* [TASK DIRECTIONS]:
Note each line of the entries that includes "random". Then copy those lines.

Data excerpts:
···

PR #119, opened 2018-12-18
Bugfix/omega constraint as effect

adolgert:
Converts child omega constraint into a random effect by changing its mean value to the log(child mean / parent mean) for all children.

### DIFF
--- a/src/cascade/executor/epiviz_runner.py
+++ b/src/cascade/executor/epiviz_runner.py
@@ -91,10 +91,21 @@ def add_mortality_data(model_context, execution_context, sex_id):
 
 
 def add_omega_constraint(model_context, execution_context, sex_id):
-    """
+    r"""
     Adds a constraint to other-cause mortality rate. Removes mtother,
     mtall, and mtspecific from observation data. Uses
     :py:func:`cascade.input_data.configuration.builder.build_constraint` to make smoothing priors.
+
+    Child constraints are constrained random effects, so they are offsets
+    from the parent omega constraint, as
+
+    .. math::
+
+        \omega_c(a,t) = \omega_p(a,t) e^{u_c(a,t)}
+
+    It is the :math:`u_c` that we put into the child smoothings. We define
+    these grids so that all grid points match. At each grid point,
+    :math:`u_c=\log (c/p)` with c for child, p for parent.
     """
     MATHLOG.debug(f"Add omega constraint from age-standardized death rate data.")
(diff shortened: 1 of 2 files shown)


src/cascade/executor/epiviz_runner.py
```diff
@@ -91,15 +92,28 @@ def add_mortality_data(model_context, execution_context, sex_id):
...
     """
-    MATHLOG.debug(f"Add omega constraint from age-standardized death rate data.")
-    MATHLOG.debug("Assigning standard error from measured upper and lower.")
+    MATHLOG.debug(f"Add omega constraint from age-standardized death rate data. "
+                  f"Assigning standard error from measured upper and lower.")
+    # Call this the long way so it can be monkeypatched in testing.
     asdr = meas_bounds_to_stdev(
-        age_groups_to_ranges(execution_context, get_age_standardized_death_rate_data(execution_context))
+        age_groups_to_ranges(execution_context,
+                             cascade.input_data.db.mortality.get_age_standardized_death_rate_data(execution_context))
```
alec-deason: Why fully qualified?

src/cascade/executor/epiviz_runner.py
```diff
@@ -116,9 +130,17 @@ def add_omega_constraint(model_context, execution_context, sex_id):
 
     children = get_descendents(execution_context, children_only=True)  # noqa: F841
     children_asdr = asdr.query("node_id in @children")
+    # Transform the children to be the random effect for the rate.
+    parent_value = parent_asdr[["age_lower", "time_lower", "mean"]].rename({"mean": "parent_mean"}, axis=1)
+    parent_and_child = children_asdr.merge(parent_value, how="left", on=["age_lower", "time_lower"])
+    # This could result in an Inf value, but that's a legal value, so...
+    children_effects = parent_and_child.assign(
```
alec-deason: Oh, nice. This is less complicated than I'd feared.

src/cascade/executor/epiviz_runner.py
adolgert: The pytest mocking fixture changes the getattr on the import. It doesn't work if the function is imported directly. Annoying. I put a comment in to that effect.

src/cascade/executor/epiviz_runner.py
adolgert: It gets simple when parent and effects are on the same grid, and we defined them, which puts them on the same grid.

···

* [COMPLETED TASK]:
Converts child omega constraint into a random effect by changing its mean value to the log(child mean / parent mean) for all children.
+    Child constraints are constrained random effects, so they are offsets
+    # Transform the children to be the random effect for the rate.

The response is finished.